Most people in the online advertising industry paint any restriction on the use of cookies for ad targeting as a disasterthat will inevitably lead to the collapse of the free Internet and with it democracy itself. Underneath the overheated rhetoric that’s really directed at regulators, some startups are questioning the industry’s widespread dependency on legacy targeting systems.
Kikin CEO Carlos Bhola sees the usefulness of cookies, but he’s building a framework for something much different. There are far too many threatening, non-consensual cookies at play today, and the onus to change that should be on most user-centric drivers such as browsers, devices and service providers, in his view. Instead, Kikin operates on the browser level. Its value proposition to users is that it will bring the best of the web to users no matter where they’re surfing
The sole purpose of the worst kind of cookies is to push advertising. “I understand the need to have advertising,” Bhola said. “It should be consent driven and it should be managed by and for the user.”
The catch to this is direct tracking that advertisers love. This exchange, in Bhola’s view, is much better than the current system of third parties tracking users where the only value returned is better advertising. That’s not exactly compelling for the average person.
“If we don’t solve that user problem, there will be a massive user backlash,” Bhola said.
There are three rules to follow in this new world, he says: tell the user what information is being used, tell the user who or what entity is going to leverage that data, and always make the user in control of that information. Kikin’s browser extension serves to bring these types of controls and features to the browser.
“Browsers have to start to act more on behalf of users than acting on behalf of publishers and advertisers than they do today,” Bhola said. “Browsers are the closest thing to users’ eyes.”
Advertisers and publishers have a lot to gain by embracing this change, largely because the effectiveness of dropping cookies to drive brand awareness advertising through display advertising is “crap,” Bhola continued.
BlueCava is another company that’s taking on the cookie, although it’s taking a device-centric approach wherein unique identifications are applied to any device that connects to the Internet.

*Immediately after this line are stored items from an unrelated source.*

PR #50, opened 2025-06-30
[Build] Grid of macos python versions and upload to s3

hughperkins:
Issue: #

### Brief Summary

copilot:summary

### Walkthrough

copilot:walkthrough

### DIFF
--- a/.github/workflows/scripts/ti_build/entry.py
+++ b/.github/workflows/scripts/ti_build/entry.py
@@ -8,6 +8,8 @@ import platform
 import subprocess
 import sys
 
+import psutil
+
 # -- third party --
 # -- own --
 from . import misc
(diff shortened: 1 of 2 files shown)


.github/workflows/macosx.yml
```diff
@@ -5,13 +5,23 @@ on:
       - main
   workflow_dispatch:
 jobs:
-  build:
+  build_mac_14_15:
     strategy:
       fail-fast: false
       matrix:
-        os: [macos-14, macos-15]
```
duburcqa, line 12: What about:
```yaml
matrix:
    MAC_OS_VERSION: [14]
    PYTHON_CP_VERSION: [cp310, cp311, cp312, cp313]
    include:
      - MAC_OS_VERSION: 15
        PYTHON_CP_VERSION: cp310
```

duburcqa: By the way, I think it should be the other way around. You should mainly using MacOS 15. These are the ARM runners.

.github/workflows/macosx.yml
```diff
@@ -26,3 +36,44 @@ jobs:
...
+        with:
+          name: mac_wheel_${{ matrix.MAC_OS_VERSION }}_${{ matrix.PYTHON_CP_VERSION }}
+          path: dist/*.whl
+  upload_to_storage:
+    name: Mac wheel upload
+    runs-on: ubuntu-22.04
+    needs: build_mac_14_15
+    environment: aws_storage
+    strategy:
+      matrix:
```
duburcqa, line 43: same.

.github/workflows/macosx.yml
hughperkins: re: change in syntax: persoally, I don't find this easier to read, because it mixes two different representations. But happy to update to this approach. I agree it has lower Kolmogorov complexity.

hughperkins: you know, I do prefer your suggested syntax. Much cleaner.

hughperkins: alos addressed swapping 14-15

PR #51, opened 2025-07-01
[Build] Win build on matrix, and upload to s3

hughperkins:
Issue: #

### Brief Summary

copilot:summary

### Walkthrough

copilot:walkthrough

### DIFF
--- a/pyproject.toml
+++ b/pyproject.toml
@@ -6,6 +6,7 @@ requires = [
     "pybind11",
     "pybind11-stubgen",
     "cmake>=3.11",
+    "scikit-build",
     "ninja; platform_system != 'Windows'",
     "psutil",
     "setuptools>=68.0.0",
--- a/.github/workflows/api_doc.yml
+++ b/.github/workflows/api_doc.yml
@@ -1,0 +1,58 @@
+name: api docs build
+
+on:
+  workflow_call:
+    inputs:
+      head_ref:
+        description: 'The head ref (branch name or PR ref)'
+        required: true
+        type: string
+    secrets:
+      AWS_ACCESS_KEY_ID:
+        required: true
+      AWS_SECRET_ACCESS_KEY:
+        required: true
+  workflow_dispatch:
+concurrency:
+  group: gh-pages-deploy-${{ github.event.inputs.head_ref || github.head_ref }}
+  cancel-in-progress: true
+permissions:
+  contents: write
+jobs:
+  deploy:
+    runs-on: ubuntu-latest
+    environment: aws_storage
+    steps:
+      - uses: actions/checkout@v4
+      - name: Configure AWS credentials
+        uses: aws-actions/configure-aws-credentials@v4
+        with:
+          aws-access-key-id: ${{ secrets.AWS_ACCESS_KEY_ID }}
+          aws-secret-access-key: ${{ secrets.AWS_SECRET_ACCESS_KEY }}
+          aws-region: us-east-1
+      - name: Download artifact
+        run: |
+          set -x
+          aws s3 sync s3://genesis-ai-compiler/ci/taichi/${GITHUB_SHA:0:7}/cp310/ dist/
+      - name: Python check
+        uses: actions/setup-python@v4
+        with:
+          python-version: '3.10'
+      - name: manylinux install wheel
+        run: |
+          set -x
+          ls -lh dist/
+          pip install dist/*.whl
+          python -c 'import taichi as ti; ti.init(arch=ti.cpu); print(ti.__version__)'
+      - name: Build docs
+        run: |
+          pip install pdoc
+          pdoc --output-dir public taichi
+      - name: Deploy docs
+        uses: peaceiris/actions-gh-pages@v3
+        with:
+          github_token: ${{ secrets.GITHUB_TOKEN }}
+          publish_dir: ./public
+          destination_dir: ${{ github.event.inputs.head_ref || github.head_ref }}
+          keep_files: true
+          publish_branch: gh-pages
--- a/.github/workflows/manylinux_wheel.yml
+++ b/.github/workflows/manylinux_wheel.yml
@@ -4,6 +4,8 @@ on:
     branches:
       - main
   workflow_dispatch:
+permissions:
+  contents: write
 jobs:
   build_wheel:
     name: Manylinux wheel Build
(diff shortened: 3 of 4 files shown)


.github/workflows/win.yml
```diff
@@ -5,14 +5,26 @@ on:
...
 jobs:
-  build:
+  win_build:
     name: Windows 2025 Build
     runs-on: windows-2025
+    strategy:
+      fail-fast: false
+      matrix:
+        include:
+          - PYTHON_CP_VERSION: 'cp310'
```
duburcqa: This is redundant. Defining `PYTHON_CP_VERSION` should be sufficient. I don't think it is a good idea to define both.

.github/workflows/win.yml
```diff
@@ -5,14 +5,26 @@ on:
...
+          - PYTHON_CP_VERSION: 'cp312'
+            PYTHON_VERSION: '3.12'
+          - PYTHON_CP_VERSION: 'cp313'
+            PYTHON_VERSION: '3.13'
     steps:
       - name: Python check
         uses: actions/setup-python@v4
         with:
-          python-version: '3.10'
+          python-version: ${{ MATRIX.PYTHON_VERSION}}
```
duburcqa, line 19: You should be able to use `PYTHON_CP_VERSION` here.

pyproject.toml
```diff
@@ -2,7 +2,7 @@
 requires = [
     "setuptools",
     "wheel",
-    "numpy",
+    "numpy>=2.0.0",
```
duburcqa, line 5: We don't want this. This is not a requirement for Genesis and I don't see why it should be for Taichi.

requirements_test.txt
```diff
@@ -4,7 +4,7 @@ git+https://github.com/taichi-dev/pytest-xdist@a3b5ad3038#egg=pytest-xdist
 pytest-rerunfailures
 pytest-cov
 pytest-retry
-numpy
+numpy>=2.0.0  # otherwise, on windows, tries to install 1.26.4, which has no wheel for python 3.13
```
duburcqa, line 7: > otherwise, on windows, tries to install 1.26.4, which has no wheel for python 3.13

This must be something wrong. This is not how `pip` works. If numpy 1.26 is not available it should try installing 2.0 instead automatically (it is even the other way around for slack requirements).

.github/workflows/win.yml
hughperkins: without it, I need some complicated way to map from 'cp310' => '3.10', or visa versa. Having them listed out seems to me much easier to read than having a complicated mapping script?

.github/workflows/win.yml
hughperkins: oh really? 🤔  Interesting

pyproject.toml
hughperkins: It's used direclty by taichi, e.g. https://github.com/genesis-company/taichi/blob/0b259729546ddec7dc07725bde0f8bad29026078/python/taichi/lang/matrix.py#L134

requirements_test.txt
hughperkins: 1.26 is available - as source. It downloads the numpy source, attempts to compile it, and compilation fails, for various reasons. I'd prefer to avoid having to add lots of machinery to build a very old version of numpy, ideally, when a newer version will work just fine, without having to compile it from scratch.

On python 3.10-3.12, it installs numpy wheels just fine. But not on python 3.13.

.github/workflows/win.yml
hughperkins: using `cp313` etc doesnt appear to work:

Screenshot 2025-07-03 at 7 40 44 AM

requirements_test.txt
duburcqa: Just do `pip install --prefer-binary`

pyproject.toml
duburcqa: I don't get it.

hughperkins: Not sure I follow. Taichi directly uses numpy in its code. Therefore, we need to install numpy when installing taichi. Therefore numpy needs to be in the dependencies for taichi installation.

.github/workflows/win.yml
duburcqa: OK indeed I was confused. Still, I would recommend define one based on the other.

requirements_test.txt
hughperkins: Interesting

.github/workflows/win.yml
hughperkins: would need some gross looking scripting. Happy to do that though 🤔

.github/workflows/win.yml
duburcqa: I would still advocate for a "complicated" mapping.

duburcqa: `python -c "from packaging import tags ; print(next(tags.sys_tags()).interpreter)"`

pyproject.toml
duburcqa: Yes, I'm talking about `>= 2.0` only of course :)

.github/workflows/win.yml
hughperkins: stupid question, but how to get this into:

Screenshot 2025-07-03 at 9 27 50 AM

?

hughperkins: oh, figured it out

.github/workflows/win.yml
```diff
@@ -5,14 +5,24 @@ on:
...
+      - name: Set Python CP version
+        id: set_cp_version
+        run: |
+          PYTHON_CP_VERSION=$(python -c "from packaging import tags ; print(next(tags.sys_tags()).interpreter)")
```
duburcqa: Windows OS - style is like this:
`$PYTHON_CP_VERSION = (python -c "from packaging import tags ; print(next(tags.sys_tags()).interpreter)")`

hughperkins: how to make it work on all 3? (linux + mac + win) ?

hughperkins: oh I guess this is windows specific :)

requirements_test.txt
hughperkins: Tried that. But still unisntalls 2.3.1 on python 3.13, and then fails:

Screenshot 2025-07-03 at 1 46 00 PM

https://github.com/genesis-company/taichi/actions/runs/16059405242/job/45321637365?pr=51

Screenshot 2025-07-03 at 1 47 40 PM

Thoughts?

hughperkins: numpy 1 is EOL from september 2025:

Screenshot 2025-07-03 at 1 52 41 PM

hughperkins: https://scientific-python.org/specs/spec-0000/

PR #52, opened 2025-07-02
[Misc] Add TI_DUMP_AST

hughperkins:
Issue: #

### Brief Summary

Add TI_DUMP_AST=1 env var, to dump ast files into /tmp/ast folder.

copilot:summary

### Walkthrough

copilot:walkthrough

### DIFF
--- a/.github/workflows/macosx.yml
+++ b/.github/workflows/macosx.yml
@@ -5,13 +5,17 @@ on:
       - main
   workflow_dispatch:
 jobs:
-  build:
+  build_mac_14_15:
     strategy:
       fail-fast: false
       matrix:
-        os: [macos-14, macos-15]
+        MAC_OS_VERSION: [15]
+        PYTHON_CP_VERSION: [cp310, cp311, cp312, cp313]
+        include:
+          - MAC_OS_VERSION: 14
+            PYTHON_CP_VERSION: cp310
     name: Mac OS Build
-    runs-on: ${{ matrix.os}}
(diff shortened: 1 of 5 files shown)


python/taichi/lang/kernel_impl.py
```diff
@@ -675,6 +678,38 @@ def taichi_ast_generator(kernel_cxx):
...
+                            "type": node.__class__.__name__,
+                            "fields": fields,
+                            "lineno": getattr(node, "lineno", None),
+                            "col_offset": getattr(node, "col_offset", None),
+                        }
+                    if isinstance(node, list):
+                        return [ast_to_dict(x) for x in node]
+                    return node  # Basic types (str, int, None, etc.)
+
+                if "TAICHI_DUMP_AST" in os.environ:
```
duburcqa: AFAIK, taichi is usually checking the value of environment variables. Typically `TI_OFFLINE_CACHE=1` is different from `TI_OFFLINE_CACHE=0`. I would recommend doing the same. Moreover, mixing `TI_` prefix and `TAICHI_` prefix for environment variables is confusing.

python/taichi/lang/kernel_impl.py
```diff
@@ -675,6 +678,38 @@ def taichi_ast_generator(kernel_cxx):
...
+                    target_dir = "/tmp/ast"
```
duburcqa: You should probably move to `pathlib` at some point.

hughperkins: Interesting

PR #53, opened 2025-07-02
[Misc] Migrate to TI_DUMP_IR and TI_LOAD_IR and compare with 1

hughperkins:
Issue: #

### Brief Summary

copilot:summary

### Walkthrough

copilot:walkthrough


taichi/codegen/llvm/codegen_llvm.cpp
```diff
@@ -2750,7 +2750,7 @@ LLVMCompiledTask TaskCodeGenLLVM::run_compilation() {
     }
   }
   const char *dump_ir_env = std::getenv(DUMP_IR_ENV.data());
-  if (dump_ir_env != nullptr) {
+  if (dump_ir_env != nullptr && std::string(dump_ir_env) == "1") {
```
bo-rc: nitpicking change to `if (dump_ir_env && std::string(dump_ir_env) == "1") {`

and it seems that this is a recurring check pattern. Does it deserve a helper functions which is properly named so readers understand the intent easily?

hughperkins: sure ok. Thoughts on naming? (naming and off by one errors are the three hardests problems in programming :) )

duburcqa: What about something like `check_env_flag` ?

bo-rc: `const char *dump_ir_env = std::getenv(DUMP_IR_ENV.data());` this line also is repeating. There are lots of code redundancy in the code blocks.

> on checking `=="1"` 

what does this magic number string mean? Is there a more descriptive string to use here?

hughperkins: `1` is easy to write, when using it. easier than 'ON' or 'yes' etc

hughperkins: (but yeah, that is an argument in favor of not checking it, just checking if the env var is defined at all)

hughperkins: Turns out we already have one. Will use that

Screenshot 2025-07-09 at 9 17 46 AM

hughperkins: addressed in 5611537b0

PR #67, opened 2025-07-06
[Type] Typing batch 4, including handling kernel/func/real_func wrapper

hughperkins:
Issue: #

### Brief Summary

Note: depends on previous PRs (batch 2b, 2c, 2d, 3...)

copilot:summary

### Walkthrough

copilot:walkthrough


python/taichi/lang/_ndarray.py
```diff
@@ -27,7 +32,7 @@ def __init__(self):
         self.dtype = None
         self.arr = None
         self.layout = Layout.AOS
-        self.grad = None
+        self.grad: "ScalarNdarray" | "VectorNdarray" | "MatrixNdarray" | None = None
```
duburcqa: Having some AnyNdarray type that would corresponds to `"ScalarNdarray" | "VectorNdarray" | "MatrixNdarray"` may be useful to hide underlying complexity?

python/taichi/lang/kernel_impl.py
```diff
@@ -64,8 +69,54 @@
...
+        return self.wrapper.__call__(*args, **kwargs)
+
+    def __get__(self, instance, owner):
+        if instance is None:
+            return self
+        return BoundFunc(self.wrapper, instance, self)
+
 
-def func(fn: Callable, is_real_function: bool = False):
+def func(fn: Callable, is_real_function=False) -> TaichiCallable:
```
gasnica: removed 'bool' arg type

python/taichi/lang/_ndarray.py
gasnica: is 'ScalarNdarray' imported in this file?

python/taichi/lang/ast/ast_transformer.py
```diff
@@ -16,7 +16,15 @@
 import numpy as np
 
 from taichi._lib import core as _ti_core
-from taichi.lang import _ndarray, any_array, expr, impl, kernel_arguments, matrix, mesh
+from taichi.lang import (
```
gasnica: that's the same list. Why change to multiline?

python/taichi/lang/ast/ast_transformer.py
```diff
@@ -628,13 +636,15 @@ def build_Call(ctx: ASTTransformerContext, node: ast.Call):
...
             return node.ptr
+
         ASTTransformer.warn_if_is_external_func(ctx, node)
         try:
             node.ptr = func(*args, **keywords)
         except TypeError as e:
             module = inspect.getmodule(func)
             error_msg = re.sub(r"\bExpr\b", "Taichi Expression", str(e))
-            msg = f"TypeError when calling `{func.__name__}`: {error_msg}."
+            func_name = getattr(func, "__name__", func.__class__.__name__)
```
gasnica, line 638: so this is a change to handle both object- and class methods? why is that needed?

python/taichi/lang/_ndarray.py
hughperkins: It doesnt appear to be, but for some reason neither pylance nor pyright complain, and it shows up in green in vs code 🤔 
Screenshot 2025-07-21 at 4 22 12 PM
Screenshot 2025-07-21 at 4 22 42 PM

hughperkins: because its in the same file :)

hughperkins: Screenshot 2025-07-21 at 4 23 52 PM

python/taichi/lang/ast/ast_transformer.py
hughperkins: I assume pre-commit/pylint changed it.

hughperkins: hmm, not sure. can revert

python/taichi/lang/kernel_impl.py
```diff
@@ -64,8 +69,54 @@
 from taichi.types.enums import AutodiffMode, Layout
 from taichi.types.utils import is_signed
 
+CompiledKernelKeyType = tuple[Callable, int, AutodiffMode]
+
+
+class BoundFunc:
```
gasnica: What's the purpose of this. Would a docstring be useful here?

python/taichi/lang/ast/ast_transformer.py
hughperkins: Honestly,  Idon't remember. But I'm pretty sure that without this, you. get really ugly error messages sometimes. Our tests on error messages are ~vanishingly few.

python/taichi/lang/kernel_impl.py
```diff
@@ -64,8 +69,54 @@
...
+        return res
+
+    def __setattr__(self, k: str, v: Any) -> None:
+        if k in ("fn", "instance", "taichi_callable"):
+            object.__setattr__(self, k, v)
+        else:
+            setattr(self.taichi_callable, k, v)
+
+
+class TaichiCallable:
```
gasnica, line 75: similarly. a docstring maybe?

So this class now is used in stead of @functools.wraps decorator? Why are we doing that?

python/taichi/lang/kernel_impl.py
```diff
@@ -123,33 +172,31 @@ def pyfunc(fn: Callable):
...
+    return taichi_callable
 
 
 def _get_tree_and_ctx(
     self: "Func | Kernel",
+    args: tuple[Any, ...],
     excluded_parameters=(),
     is_kernel: bool = True,
     arg_features=None,
-    args=None,
```
gasnica, line 142: possibly reorder args_features param too to match is_kernel, args, arg_features order used in do_compile() ... (?)

python/taichi/lang/kernel_impl.py
hughperkins: Added. see updated code.

python/taichi/lang/kernel_impl.py
hughperkins: See docstring for `BoundFunc`. Added docstring to TaichiCallable to refer to BoudnFunc docstirng.

python/taichi/lang/kernel_impl.py
hughperkins: args_features is not part of this PR, and I'd prefer to avoid reordering arguments on the whole, without a strong reason, becasue stuff can break, when argumetns are passed by position.

python/taichi/lang/_ndarray.py
```diff
@@ -27,7 +30,7 @@ def __init__(self):
         self.dtype = None
         self.arr = None
         self.layout = Layout.AOS
-        self.grad = None
+        self.grad: "ScalarNdarray | VectorNdarray | MatrixNdarray | None" = None
```
duburcqa: Still no `AnyArray` type ? This long types are districting. Hiding this complexity would be better.

python/taichi/lang/ast/ast_transformer.py
duburcqa: > Honestly, Idon't remember.

And this is why I recommend adding a comment when doing this type of changes. Because someone will change it again at some point, thinking rightfully that it is overly complicated for no reason, and best case scenario a few hours of work will be lost. But we already had this discussion x)

python/taichi/lang/impl.py
```diff
@@ -1162,7 +1160,8 @@ def static(x, *xs) -> Any:
         return x
     if isinstance(x, Field):
         return x
-    if isinstance(x, (FunctionType, MethodType)):
+    if isinstance(x, (FunctionType, MethodType, BoundFunc, TaichiCallable)):
+        print(" is instanace FunctionType or MethodType", x, type(x))
```
duburcqa: What is this half-baked sentence ? (also spelling mistake 'instanace')

stub_replacements_global.yaml
```diff
@@ -0,0 +1,8 @@
+# This file is used for post-processing of the pybind11-stubgen generated stubs.
+# The file is a yaml file where:
+# - the key is text that will be matched (pure string match, no wildcards/regular expressions), and
+# - the value is the replacement text.
+#
+# This will be used in the first instance to replace all list[int] with tuple[int, ...]
+# rather than using `stub_replacmeent_funcs.yaml` on every function that takes a vector<int>.
+"list[int]": "tuple[int, ...]"
```
duburcqa, line 8: Are you sure this type is valid? All your functions only takes tuple as input arguments? What about using `typing.Sequence[int]` or even `typing.Iterable[int]` to be more generic?

tests/python/test_ptr_assign.py
```diff
@@ -71,37 +71,48 @@ def func(x: ti.f32, y: ti.f32):
 
 @test_utils.test()
 def test_ptr_func():
-    a = ti.field(dtype=ti.f32, shape=())
+    a = ti.field(dtype=ti.f32, shape=(3))
```
duburcqa: `shape=(3,)`

python/taichi/lang/kernel_impl.py
```diff
@@ -64,8 +69,115 @@
...
+    def __setattr__(self, k: str, v: Any) -> None:
+        if k in ("fn", "instance", "taichi_callable"):
+            object.__setattr__(self, k, v)
+        else:
+            setattr(self.taichi_callable, k, v)
+
+
+class TaichiCallable:
+    """
+    See docstring for `BoundFunc` for what this is being used for
```
duburcqa: Valid English if possible --> at least a final dot.

python/taichi/lang/kernel_impl.py
```diff
@@ -64,8 +69,115 @@
...
+    """
+    def __init__(self, fn: Callable, wrapper: Callable) -> None:
+        # self.func: Func | None = None
+        self.fn = fn
+        self.wrapper = wrapper
+        self._is_real_function = False
```
duburcqa: Why not adding typing directly for new implementations? Otherwise it may never be fully typed :/

python/taichi/lang/kernel_impl.py
```diff
@@ -64,8 +69,115 @@
...
+            object.__setattr__(self, k, v)
+        else:
+            setattr(self.taichi_callable, k, v)
+
+
+class TaichiCallable:
+    """
+    See docstring for `BoundFunc` for what this is being used for
+    """
+    def __init__(self, fn: Callable, wrapper: Callable) -> None:
```
duburcqa, line 148: Are these two callable completely independent? Otherwise typing is not right.

python/taichi/lang/kernel_impl.py
```diff
@@ -91,22 +203,20 @@ def func(fn: Callable, is_real_function: bool = False):
...
-
-    @functools.wraps(fn)
-    def decorated(*args, **kwargs):
-        return fun.__call__(*args, **kwargs)
-
-    decorated._is_taichi_function = True
-    decorated._is_real_function = is_real_function
-    decorated.func = fun
-    return decorated
+    taichi_callable = TaichiCallable(
```
duburcqa: Splitting on multiple line should improve readability, which is not the case here: `taichi_callable = TaichiCallable(fn, fun)`

python/taichi/lang/kernel_impl.py
```diff
@@ -123,33 +233,31 @@ def pyfunc(fn: Callable):
...
-
-    @functools.wraps(fn)
-    def decorated(*args, **kwargs):
-        return fun.__call__(*args, **kwargs)
-
-    decorated._is_taichi_function = True
-    decorated._is_real_function = False
-    decorated.func = fun
-    return decorated
+    taichi_callable = TaichiCallable(
```
duburcqa: Same.

python/taichi/lang/kernel_impl.py
duburcqa, line 148: I would rather add `is_real_function`, `is_taichi_function`, `is_wrapped_kernel`, `is_classkernel` as input arguments. That would be more natural. And froze them if possible since it is not supposed to change from what I understand (but not sure it is worth the extra boilerplate).

python/taichi/lang/kernel_impl.py
```diff
@@ -459,6 +570,17 @@ def extract_arguments(self) -> None:
...
 
 
+AnnotationType = Union[
+    template,
+    ArgPackType,
+    "texture_type.TextureType",
+    "texture_type.RWTextureType",
+    ndarray_type.NdarrayType,
+    sparse_matrix_builder,
+    Any,
```
duburcqa, line 583: This is wrong, this should be at most `typing.Hashable`, and maybe `typing.Type` (which is significantly more restrictive).

python/taichi/lang/kernel_impl.py
```diff
@@ -937,10 +1062,9 @@ def call_back():
                         int(v.grad.data_ptr()) if v.grad is not None else 0,
                     )
                 else:
-                    raise TaichiRuntimeTypeError(
-                        f"Argument {needed.to_string()} cannot be converted into required type {v}"
-                    )
+                    raise TaichiRuntimeTypeError(f"Argument {needed} cannot be converted into required type {v}")
             elif has_paddle():
+                # Do we want to continue to support paddle? :thinking_face:
```
duburcqa, line 1071: As I already mentioned, having some tag prefix to easily find this kind of comments in the future would be nice. Anyscale company is using `# (@hughperkins)` as prefix in Ray.

python/taichi/lang/kernel_impl.py
```diff
@@ -1094,7 +1214,7 @@ def recursive_set_args(needed_arg_type, provided_arg_type, v, indices):
             if isinstance(needed_arg_type, StructType):
                 if in_argpack:
                     return 1
-                if not isinstance(v, needed_arg_type):
+                if not isinstance(v, needed_arg_type):  # type: ignore Might be invalid? Maybe should rewrite as: not needed.__instancecheck__(v) ?
```
duburcqa: `not needed.__instancecheck__(v)` is exactly the same as `isinstance(v, needed)`

python/taichi/lang/kernel_impl.py
```diff
@@ -1257,24 +1378,32 @@ def _kernel_impl(_func: Callable, level_of_class_stackframe: int, verbose: bool
...
         @functools.wraps(_func)
-        def wrapped(*args, **kwargs):
+        def wrapped_classkernel(*args, **kwargs):
             # If we reach here (we should never), it means the class is not decorated
             # with @ti.data_oriented, otherwise getattr would have intercepted the call.
             clsobj = type(args[0])
             assert not hasattr(clsobj, "_data_oriented")
             raise TaichiSyntaxError(f"Please decorate class {clsobj.__name__} with @ti.data_oriented")
 
+        wrapped = TaichiCallable(
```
PR #68, opened 2025-07-06
[Test] Make test_print no longer break if stdout output

hughperkins:
Issue: #

### Brief Summary

Make test_print no longer break if stdout output

Previously, if I add debug code to print to stdout, this broke the unit tests, when running locally. This fixes this (in conjunection with https://github.com/genesis-company/taichi/pull/62 )

copilot:summary

### Walkthrough

copilot:walkthrough


tests/python/test_print.py
```diff
@@ -10,6 +10,14 @@
 cuda_on_windows = (ti.cuda, "Windows")
 
 
+def grep(target: str, pattern: str) -> str:
```
duburcqa: I'm not convinced by the name of this method and the name of the input arguments. Based on what it does, it should rather be `def filter_lines(target: str, prefix: str) -> str:`

You should also add a one-line docstring, that would be helpful.

hughperkins: it's not actuallly a prefix, it's a pattern. Not sure if this changes your thinking on the naming?

hughperkins: (at least, it has to match anywhere in the string, not necessarily at the start. Note that grep doesnt do regular expression matches by default. You need `egrep` for regular expressions I think?)

hughperkins: I suppose, yes, it doesn't support eg `foo*bar`. Will update

hughperkins: addressed in [f2cc42e](https://github.com/genesis-company/taichi/pull/68/commits/f2cc42e923a2a7ae5d3ca672522258270d9526d3)

PR #69, opened 2025-07-07
[Type] Typing 5: Rename imported cpp classes to end in Cxx

hughperkins:
Issue: #

### Brief Summary

Rename imported cpp classes to end in Cxx, when there are python classes otherwise with identical name.

This PR is based on earlier PRs (typing-4 etc)

copilot:summary

### Walkthrough

copilot:walkthrough

### DIFF
--- a/python/taichi/lang/_ndarray.py
+++ b/python/taichi/lang/_ndarray.py
@@ -254,13 +254,10 @@ class ScalarNdarray(Ndarray):
         self.element_type = dtype
 
     def __del__(self):
-        if (
-            impl is not None
-            and impl.get_runtime is not None
-            and impl.get_runtime() is not None
-            and impl.get_runtime().prog is not None
-        ):
-            impl.get_runtime().prog.delete_ndarray(self.arr)
+        if impl is not None and impl.get_runtime is not None and impl.get_runtime() is not None:
+            prog = impl.get_runtime()._prog
+            if prog is not None:
+                prog.delete_ndarray(self.arr)
 
     @property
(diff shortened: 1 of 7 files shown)


python/taichi/lang/_ndarray.py
```diff
@@ -254,13 +254,12 @@ def __init__(self, dtype, arr_shape):
...
 
     def __del__(self):
-        if (
-            impl is not None
-            and impl.get_runtime is not None
-            and impl.get_runtime() is not None
-            and impl.get_runtime().prog is not None
-        ):
-            impl.get_runtime().prog.delete_ndarray(self.arr)
+        if impl is not None:
```
hughperkins: In case you're wondering, I was gettign. tons of spammy messages without checking these things carefully, e.g. on https://github.com/Genesis-Embodied-AI/gstaichi/pull/114 . basically, when the process shuts down, impl is basically empty, even though it exists, and impl.get_runtime is None. But _prog can also exist, but be None...

hughperkins: (Like, I've seen _prog exist and be none)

“We’re looking at this on the device level. We’re not looking at the user,” said CMO Dean Harris. “We think that devices can be at the center of the data-driven marketing. It gives a publisher or marketer the opportunity to communicate with a device or not.”
BlueCava stores anonymized data on each device that it tracks through its code, and though users would have no way of knowing if they’re being tracked, the company allows anyone to opt out of that form of targeting and tracking on its website.
With the cooperation of publishers and advertisers, BlueCava can determine if a device is already associated with a specific user’s account number, therefore negating the need or even desire to push any related advertising their way. The code used to connect those dots can be placed inside an application or a website.
Marketers know that cookies don’t exist in every case and “publishers don’t have any kind of reference to sell their inventory with any kind of data knowledge behind that,” Harris said. The purpose of BlueCava is to give publishers and consumers better control of content and sequential messaging, he added.
While there are efficiencies that can be gained on all sides by moving away from legacy targeting systems, the privacy piece can’t be ignored. There is a clear connection between the ongoing privacy debate and the growing desire to improve targeting overall. Companies like BlueCava and Kikin argue that one can’t be done without the other. New business models are being defined, but there is some philosophy behind this as well.
The future of the web is not all about push, Bhola said. “Be upfront about what is actually happening and seek users’ consent for increasing exposure about what users are doing.”